Empowering our youth through the language we choose

This afternoon’s panel with Grandma Selina, Seitook’ (forgive me for my misspelling), and Kingeistí put me at ease with the stress and fear of pursuing a teaching degree here in Juneau and was a reminder of why we need a Tlingit, or other local Native, presence in the classrooms and school system. Their conversations were open and honest, emotional and uplifting, and they spoke with such a balance of intellect and inspiration they left me yearning for me. These are the conversations I am lucky enough to have with them on a personal level, and with my mom, and with my husband as our home is full of passion for Native Education.

The advice that resonated with me the most was when Kingeistí encouraged us not to tell students they have to live in two worlds, that we live in one. It really made me realize that I had been swept up into this same dialogue of ‘two worlds’. Though it is never something I have referenced in my own life path, the idea has been so widespread it has impacted how I have thought about Native Education at times. When I listened to the words I realized how much more empowering it is to acknowledge the strength of living in one world, taking it head on, and the resiliency to be successful.  No matter where you are or what you face you have what is within you: your identity, your culture, your history, your father’s people, and your grandparent’s wisdom.

Discrediting the idea that we live in two worlds would be tough for some to hear as this has been a coined phrase throughout Alaska and Indian Country (similar to when Kingeistí analyzed the term ‘elders’ here in Juneau). Though both terms/phrases have validity in their own right, what I really took away was the need to deconstruct the language we use with our youth and to use that in our teaching. These terms/phrases have been so coined that I believe they have lost some of their meaning and the feeling they were meant to convey, only touching the surface of what these people stand for or what they have to face every day. Our languages are powerful, they are intelligent, they have love, and they have our values infused in them. We need to value that and be respectful with the language (Tlingit and English) we choose to use in our classrooms and remember the lasting impact it will have on our students and on our relationships.
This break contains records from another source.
PR #495, opened 2022-11-08
End of Year: small fixes

leandroalonso:
| 📘 Project: #376 |
|:---:|

While testing the feature on iOS 14/15/16 and different scenarios I found some small issues and they're all fixed in this PR.

I explain every issue in the "To test" section.

## To test

Make sure you have `tracksLoggingEnabled` and `endOfYear` enabled in `FeatureFlag.swift`.

### Modal being cut at the bottom on iOS 15

On iOS 15 in a device without the Home button, the modal was transparent in the bottom part. This was fixed by using a `ThemeableView` in `MDCSwiftUIWrapper`.

1. Run the app on iOS 15
2. Login so the bottom sheet appears
3. ✅ Check that the bottom part is not transparent

### Profile card

1. Run the app
2. Go to profile
3. Toggle light/dark mode
4. ✅ Check that the background of the cell that the card is embedded changes accordingly

### Stories failed and gestures

Go to `EndOfYearStoriesBuilder` and add this to line `36`:

```swift
continuation.resume(returning: ([], data))
return
```

1. Run the app
2. Check your stories
3. ✅ `end_of_year_stories_failed_to_load` should be tracked
4. Tap the left and right portions of the screen
5. ✅ Nothing should happen
6. Swipe to dismiss
7. ✅ Stories should dismiss

### 16:9 proportion and sharing to Facebook

The image height was slightly changed to be in the 16:9 proportion.

1. Run the app
2. Check your stories
3. Share any story as a Facebook story
4. ✅ Check that there aren't any left or right space left when sharing on FB

### Share Sheet on iOS 15

Specifically, on iOS 15, we have an issue where the sheet is dismissed when the "Saving Image" option is used. The problem is that this also dismisses the stories, and we don't want that. A fix was applied for iOS 15 but is also used for iOS 14 and 16 given that the result there is the same.

1. Run the app on iOS 15 (device or simulator)
2. Tap Share
3. Tap "Save Image"
4. ✅ The sheet should dismiss but the stories should still display
5. Tap Share again and dismiss
6. ✅ Stories should play again
7. You can also try sharing to other places, the behavior should be the same as before

## Checklist

### DIFF
--- a/podcasts/End of Year/Stories/MDCSwiftUIWrapper.swift
+++ b/podcasts/End of Year/Stories/MDCSwiftUIWrapper.swift
@@ -13,6 +13,8 @@ class MDCSwiftUIWrapper<ContentView: View>: UIViewController {
     init(rootView content: ContentView) {
         super.init(nibName: nil, bundle: nil)
 
+        view = ThemeableView()
+
         view.addSubview(stackView)
         stackView.translatesAutoresizingMaskIntoConstraints = false
         NSLayoutConstraint.activate([
--- a/podcasts/End of Year/Stories/MDCSwiftUIWrapper.swift
+++ b/podcasts/End of Year/Stories/MDCSwiftUIWrapper.swift
@@ -13,8 +13,6 @@ class MDCSwiftUIWrapper<ContentView: View>: UIViewController {
     init(rootView content: ContentView) {
         super.init(nibName: nil, bundle: nil)
 
-        view = ThemeableView()
-
         view.addSubview(stackView)
         stackView.translatesAutoresizingMaskIntoConstraints = false
         NSLayoutConstraint.activate([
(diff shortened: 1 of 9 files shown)


podcasts/End of Year/Stories/MDCSwiftUIWrapper.swift
```diff
@@ -13,6 +13,8 @@ class MDCSwiftUIWrapper<ContentView: View>: UIViewController {
     init(rootView content: ContentView) {
         super.init(nibName: nil, bundle: nil)
 
+        view = ThemeableView()
```
emilylaguna: View overriding should be done by overriding `loadView()`

emilylaguna (changes requested):
Nice, everything worked as intended. I left 1 comment about overloading the view.

podcasts/End of Year/Stories/MDCSwiftUIWrapper.swift
leandroalonso: Done in 9d96fc93964af1710b6c670e71abb1345c2c67b4

emilylaguna (approved):

PR #2303, opened 2024-10-18
Update `release-toolkit` to latest version

AliSoftware:
This updates the `release-toolkit` from `11.x` to the latest version `12.2.1`, in particular to get the fix from https://github.com/wordpress-mobile/release-toolkit/pull/601

This should solve the problem that @SergioEstevao and @danielebogo encountered in the recent sprints when running `new_beta_release` from their machine while an old `merge/release-x.y.into-trunk` intermediate branch was still existing on their local working copy from doing a previous backmerge earlier in their sprint.

## To test

Not really testable outside doing normal release management operations for real.
I guess we'll see during the next `code_freeze` and `new_beta_release` if that works as expected.

## Checklist

- [x] ~I have considered if this change warrants user-facing release notes and have added them to `CHANGELOG.md` if necessary.~ _This is an internal tooling change_
- [x] ~I have considered adding unit tests for my changes.~ _This is an internal tooling change_
- [x] ~I have updated (or requested that someone edit) [the spreadsheet](https://docs.google.com/spreadsheets/d/107jqrutZhU0fVZJ19SBqxxVKbV2NWSdQC9MFYdLiAxc/edit?usp=sharing) to reflect any new or changed analytics.~ N/A


Gemfile
```diff
@@ -9,7 +9,7 @@ gem 'danger-dangermattic', '~> 1.0'
 gem 'fastlane', '~> 2.216'
 gem 'fastlane-plugin-appcenter', '~> 2.1'
 gem 'fastlane-plugin-sentry', '~> 1.14'
-gem 'fastlane-plugin-wpmreleasetoolkit', '~> 11.0', '>= 11.0.2'
+gem 'fastlane-plugin-wpmreleasetoolkit', '~> 12.2'
```
AliSoftware, line 12: I have checked [our Migration Guide from 11.x to 12.0](https://github.com/wordpress-mobile/release-toolkit/blob/trunk/MIGRATION.md#from-11x-to-1200) and didn't see any changes listed there that would apply to what's used in PCiOS's `Fastfile`. But feel free to double-check to be sure I didn't overlooked something!

iangmaia: Ah, just noticed something the `CHANGELOG.md` mentions but `MIGRATION.md` doesn't: `ios_current_branch_is_hotfix` has been removed, so `finalize_release` will fail.

I had the same problem recently on WPiOS and [had to add a similar function](https://github.com/wordpress-mobile/WordPress-iOS/pull/23674/files#diff-dff4b99d4e651ab9d7597876ec8dbe92aa934e42c0fb55f4aadd6c106fc96688R129).

AliSoftware: Ah, nice catch. ~We should update the `MIGRATION.md` so that it's not missed by migrations of other apps!~ [EDIT] nvm, it's already listed in the `CHANGELOG.md` alongside all other removed methods after all, it's just that I missed it the first time around 🙃

iangmaia: ~Oh, there's also `create_release`, now it should be `create_github_release`.~ NVM, the action isn't really being called 😅 it's just a `create_release` flag.

AliSoftware: > `ios_current_branch_is_hotfix` has been removed, so finalize_release will fail.

This should now be fixed in 264cf8e. Thanks for linking to your WPiOS implementation for inspiration!

> ~Oh, there's also `create_release`, now it should be `create_github_release`.~ NVM, the action isn't really being called 😅 it's just a `create_release` flag.

Yeah, almost made the same mistake when I searched the Fastfile for the various methods in `MIGRATION.md` 😅

fastlane/Fastfile
```diff
@@ -14,9 +14,6 @@ APP_STORE_METADATA_FOLDER = File.join(FASTLANE_FOLDER, 'metadata')
 ARTIFACTS_FOLDER = File.join(PROJECT_ROOT_FOLDER, 'artifacts')
 SECRETS_FOLDER = File.join(Dir.home, '.configure', 'pocketcasts-ios', 'secrets')
 VERSION_XCCONFIG_PATH = File.join(PROJECT_ROOT_FOLDER, 'config', 'Version.xcconfig')
-# Unfortunately, ios_current_branch_is_hotfix relies on this ENV var under the hood.
-# We can't get rid of it just yet.
-ENV['PUBLIC_CONFIG_FILE'] = VERSION_XCCONFIG_PATH
```
AliSoftware, line 19: A quick search of `PUBLIC_CONFIG_FILE` in the source code of `release-toolkit` confirms that this ENV var is not referenced by any other action from `release-toolkit` anymore.

A quick search of `PUBLIC_CONFIG_FILE` in this repo also confirms that this ENV var doesn't seem to be used by the `Fastfile` directly either.

So I'm pretty sure it's safe to remove now.

iangmaia (approved):

PR #2370, opened 2024-10-31
[Up Next Shuffle] Enable the Feature for Plus and Patron only

danielebogo:
| 📘 Part of: [Up Next Shuffle](https://github.com/orgs/Automattic/projects/1179/views/1)
|:---:|

This PR adds:
• The feature available for Plus and Patron user only
• Hides the shuffle button and clear button if the queue is empty
• Update Changelog

| Plus Icon | Default Icon | Empty Screen |
| -------- | ------- | ------- |
| RocketSim_Screenshot_iPhone_16_6 1_2024-10-31_14 37 54 | RocketSim_Screenshot_iPhone_16_6 1_2024-10-31_14 38 19 | RocketSim_Screenshot_iPhone_16_6 1_2024-10-31_14 38 36 |

## To test

- CI must be 🟢 
- Run the app with the StoreKit scheme or run this PR on a real device with a sandbox account
- Run a fresh install and log in with a non plus/patron user
- Add few episodes in the queue
- Go to Up Next 
- Confirm the Shuffle button gold is present
- Clear the queue
- Confirm both shuffle and clear button disappear from the view
- Add few episodes again
- Go back to Up Next
- Tap shuffle gold
- Confirm the paywall is presented
- Purchase a plan
- When the paywall is dismissed confirm the Shuffle icon is the gray one
- Confirm tapping the shuffle doesn't promtp the paywall and enable/disable the feature

## Checklist


SergioEstevao:
Very edge case but when testing this when switching from a Patron account ( where I had Shuffle active) to a free account the shuffle option stayed active on the free active, and I couldn't disable it with out going trough the paywall.

I think the issue here, is that the UpNext that is part of the tab, only updates on startup, so you probably need to refresh it on logout notification.

It will also be good to reset the shuffle setting when logging out of an account so it goes to the disable state.

SergioEstevao:
If you open the the app, without any account installed, then create an account but without signing up for Plus or Patron the shuffle button stays inactive until I restart the app.

SergioEstevao (changes requested):
See my comments about logging out from an account that has Patron/Plus

danielebogo:
Thansk @SergioEstevao ! The PR should be ready for another look.

> If you open the the app, without any account installed, then create an account but without signing up for Plus or Patron the shuffle button stays inactive until I restart the app.

I think this is because of the FF being enabled after the view did load. I realized that this may affect the old button too

> It will also be good to reset the shuffle setting when logging out of an account so it goes to the disable state.

I added the check of the user login state

podcasts/UpNextViewController.swift
```diff
@@ -221,10 +219,47 @@ class UpNextViewController: UIViewController, UIGestureRecognizerDelegate {
     }
 
     @objc private func themeDidChange() {
-        let unselected = UIImage(named: "shuffle")?.withTintColor(AppTheme.colorForStyle(.primaryIcon02, themeOverride: themeOverride), renderingMode: .alwaysOriginal)
-        let selected = UIImage(named: "shuffle-enabled")?.withTintColor(AppTheme.colorForStyle(.primaryIcon01, themeOverride: themeOverride), renderingMode: .alwaysOriginal)
-        shuffleButton.setImage(unselected, for: .normal)
-        shuffleButton.setImage(selected, for: .selected)
+        if !SubscriptionHelper.hasActiveSubscription() || !SyncManager.isUserLoggedIn() {
+            shuffleButton.setImage(UIImage(named: "shuffle-plus"), for: .normal)
```
SergioEstevao, line 223: I believe you also nee to change the `selected` status to the `shuffle-plus` image, or else if it was on the selected state when a subscription was active it will swill stay like that.
Related to this we also should disable shuffle if no subscription is active, because at the moment it will stay active if you had if before with a subscription.

SergioEstevao (changes requested):
While the action of the shuffle updates correctly when disabling a subscription the look of the button and actual shuffle state still need to be changed.

podcasts/UpNextViewController.swift
danielebogo: Good catch @SergioEstevao ! Ready for another look!

SergioEstevao (approved):
All working correctly now! :shipit:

5 thoughts on “Empowering our youth through the language we choose”

  1. Yeah, the moment when he put the two world phrase on its head caught my attention. Metaphors are one thing, but reality is quite another. We are after all existing on one planet orbiting around the sun that is hurling along the universe together.

  2. Very thoughtful and awesome post. I, too, loved the Elder’s emphasis on living in ‘one world’ not ‘two.’ And I love how you phrased- and reminded me of- the words spoken. How important, and awesome, would it be if it was a reality that all students (and teachers) came to school each day feeling like we are all precious and important, that our voices are validated and that we can all be ourselves.

  3. Mischa,
    I wrote on this same topic, but I feel like you captured it so much more beautifully and spoke what I felt but could not express in words:

    “When I listened to the words I realized how much more empowering it is to acknowledge the strength of living in one world, taking it head on, and the resiliency to be successful. No matter where you are or what you face you have what is within you: your identity, your culture, your history, your father’s people, and your grandparent’s wisdom.”

    That wisdom was profound, and it made me reflect about when my mom spoke with me about how hard it must have been to grow up walking in two world, one at school and one at home. I never thought about it till we had that conversation. I have a lot of feelings that do not have words associated with them, but when I read other’s words that capture the emotion, like yours, I can understand myself and others better. Thank you Misha for sharing your words and reflections.

  4. I agree that it was very powerful when David talked about living in one world instead of two worlds. I think that statement works on many levels. Certainly it reflects a mentality that may be felt throughout the Native community. On another level, I think that when a person, especially a child, is unsure about themselves, they try to live in “two worlds.” Sometimes school is an escape- a world separate from home. For many kids books or video games are a second reality, a place of peace and escape. Kids need to be built up, taught that they are accepted as they are in this world, so that they will not look for an escape- which can often be unhealthy.

  5. The phrase “living in two worlds” vs. “living in one world” struck me about David Katzeek’s talk, as well. Having two selves or two separate existences is definitely a concept that could (and does) create a lot of stress, confusion, and identity dissonance for a young person. I, too, am glad that David mentioned how powerful word choice and terms can be when addressing our students and children. Language can have such a powerful impact on how students see themselves and the world. And we have the power to choose our language wisely.